TASK DESCRIPTION:
Scan the entries below. Return every line that includes "already".

MATERIAL FOR THIS TASK:
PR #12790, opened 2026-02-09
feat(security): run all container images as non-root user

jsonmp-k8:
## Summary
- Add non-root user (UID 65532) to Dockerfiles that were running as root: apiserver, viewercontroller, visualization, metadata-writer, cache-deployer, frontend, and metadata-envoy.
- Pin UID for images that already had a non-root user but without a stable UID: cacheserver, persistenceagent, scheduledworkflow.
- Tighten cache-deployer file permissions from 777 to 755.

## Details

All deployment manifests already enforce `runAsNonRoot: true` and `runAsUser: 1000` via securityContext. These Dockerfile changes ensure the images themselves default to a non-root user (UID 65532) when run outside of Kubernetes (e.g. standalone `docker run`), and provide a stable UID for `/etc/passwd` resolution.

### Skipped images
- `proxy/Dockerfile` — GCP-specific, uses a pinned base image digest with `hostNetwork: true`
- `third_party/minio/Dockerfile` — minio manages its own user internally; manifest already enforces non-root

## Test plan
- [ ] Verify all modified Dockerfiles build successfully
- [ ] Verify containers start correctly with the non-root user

RESPONSE AREA:
- Pin UID for images that already had a non-root user but without a stable UID: cacheserver, persistenceagent, scheduledworkflow.
All deployment manifests already enforce `runAsNonRoot: true` and `runAsUser: 1000` via securityContext. These Dockerfile changes ensure the images themselves default to a non-root user (UID 65532) when run outside of Kubernetes (e.g. standalone `docker run`), and provide a stable UID for `/etc/passwd` resolution.
- `third_party/minio/Dockerfile` — minio manages its own user internally; manifest already enforces non-root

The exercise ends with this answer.